Collected data:
%%
PR #2108, opened 2018-10-04
Fix ruby warning

y-yagi:
This fixes following warning:

```
capybara/lib/capybara.rb:396: warning: instance variable @specified_session not initialized
```


twalpole:
Thanks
%%
From the line containing "This fixes following" down to the last line of the records above, print every line exactly, with both ends kept.

# Reply
This fixes following warning:

```
capybara/lib/capybara.rb:396: warning: instance variable @specified_session not initialized
```


twalpole:
Thanks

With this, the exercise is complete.